**WORK TO BE COMPLETED**
Search the entries below. Return every line that has "rather" in it.

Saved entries

-------

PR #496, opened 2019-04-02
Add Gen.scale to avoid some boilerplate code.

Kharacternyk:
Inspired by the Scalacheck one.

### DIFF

-------

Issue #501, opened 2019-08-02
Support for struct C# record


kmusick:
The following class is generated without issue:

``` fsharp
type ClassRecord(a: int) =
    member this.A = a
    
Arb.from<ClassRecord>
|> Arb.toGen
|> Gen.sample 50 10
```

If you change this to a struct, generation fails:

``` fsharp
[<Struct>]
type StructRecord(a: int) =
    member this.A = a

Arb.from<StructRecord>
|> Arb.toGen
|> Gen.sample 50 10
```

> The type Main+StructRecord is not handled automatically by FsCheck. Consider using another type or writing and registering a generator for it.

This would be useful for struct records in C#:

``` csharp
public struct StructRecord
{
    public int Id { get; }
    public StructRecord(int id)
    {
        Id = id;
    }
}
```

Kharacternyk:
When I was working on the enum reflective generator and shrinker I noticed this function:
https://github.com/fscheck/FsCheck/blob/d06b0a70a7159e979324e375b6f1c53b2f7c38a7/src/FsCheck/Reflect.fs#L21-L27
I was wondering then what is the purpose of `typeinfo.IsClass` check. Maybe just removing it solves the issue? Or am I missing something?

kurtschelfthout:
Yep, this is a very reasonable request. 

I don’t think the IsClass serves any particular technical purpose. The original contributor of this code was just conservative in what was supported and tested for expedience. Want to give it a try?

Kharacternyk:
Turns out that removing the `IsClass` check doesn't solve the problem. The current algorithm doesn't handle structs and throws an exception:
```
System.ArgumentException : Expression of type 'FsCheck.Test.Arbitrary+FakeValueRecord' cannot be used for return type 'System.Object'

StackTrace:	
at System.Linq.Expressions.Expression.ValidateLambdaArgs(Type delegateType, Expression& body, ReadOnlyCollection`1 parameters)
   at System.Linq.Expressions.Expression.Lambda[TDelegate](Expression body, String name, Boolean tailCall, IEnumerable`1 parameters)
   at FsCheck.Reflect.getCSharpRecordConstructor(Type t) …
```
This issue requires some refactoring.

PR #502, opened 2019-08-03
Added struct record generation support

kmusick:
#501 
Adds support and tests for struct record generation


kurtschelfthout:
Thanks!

-------

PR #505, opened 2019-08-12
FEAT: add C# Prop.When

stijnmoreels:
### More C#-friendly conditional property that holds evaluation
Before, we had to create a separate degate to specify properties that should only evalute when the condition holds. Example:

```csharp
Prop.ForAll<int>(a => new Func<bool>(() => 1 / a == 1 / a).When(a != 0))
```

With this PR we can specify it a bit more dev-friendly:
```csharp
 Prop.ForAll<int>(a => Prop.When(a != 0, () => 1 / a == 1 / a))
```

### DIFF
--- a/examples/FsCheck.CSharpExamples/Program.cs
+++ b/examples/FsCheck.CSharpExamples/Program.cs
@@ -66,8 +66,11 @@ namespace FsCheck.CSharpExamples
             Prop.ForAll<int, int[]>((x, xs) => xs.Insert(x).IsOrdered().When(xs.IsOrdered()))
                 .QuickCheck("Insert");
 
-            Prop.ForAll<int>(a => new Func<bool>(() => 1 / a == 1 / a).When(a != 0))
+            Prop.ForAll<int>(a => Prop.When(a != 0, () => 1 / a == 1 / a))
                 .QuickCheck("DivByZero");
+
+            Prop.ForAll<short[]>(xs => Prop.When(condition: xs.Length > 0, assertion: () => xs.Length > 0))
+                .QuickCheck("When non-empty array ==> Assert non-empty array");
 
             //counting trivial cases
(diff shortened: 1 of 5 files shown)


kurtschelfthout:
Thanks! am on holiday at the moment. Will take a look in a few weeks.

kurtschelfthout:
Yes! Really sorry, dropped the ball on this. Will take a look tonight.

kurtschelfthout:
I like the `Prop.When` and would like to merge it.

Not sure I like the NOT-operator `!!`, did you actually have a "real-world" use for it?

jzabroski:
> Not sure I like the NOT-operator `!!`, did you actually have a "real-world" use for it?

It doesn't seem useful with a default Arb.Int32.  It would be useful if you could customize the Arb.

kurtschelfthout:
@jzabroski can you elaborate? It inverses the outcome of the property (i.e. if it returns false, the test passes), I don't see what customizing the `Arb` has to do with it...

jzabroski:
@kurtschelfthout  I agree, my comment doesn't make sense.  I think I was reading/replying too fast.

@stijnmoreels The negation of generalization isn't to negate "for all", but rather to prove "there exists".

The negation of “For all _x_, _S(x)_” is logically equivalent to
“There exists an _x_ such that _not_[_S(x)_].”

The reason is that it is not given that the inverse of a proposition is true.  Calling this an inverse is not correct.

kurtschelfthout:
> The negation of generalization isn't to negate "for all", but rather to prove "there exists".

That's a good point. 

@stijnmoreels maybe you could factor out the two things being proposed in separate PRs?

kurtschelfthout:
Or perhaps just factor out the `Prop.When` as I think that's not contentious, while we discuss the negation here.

-------

**ANSWER AREA**
@stijnmoreels The negation of generalization isn't to negate "for all", but rather to prove "there exists".
> The negation of generalization isn't to negate "for all", but rather to prove "there exists".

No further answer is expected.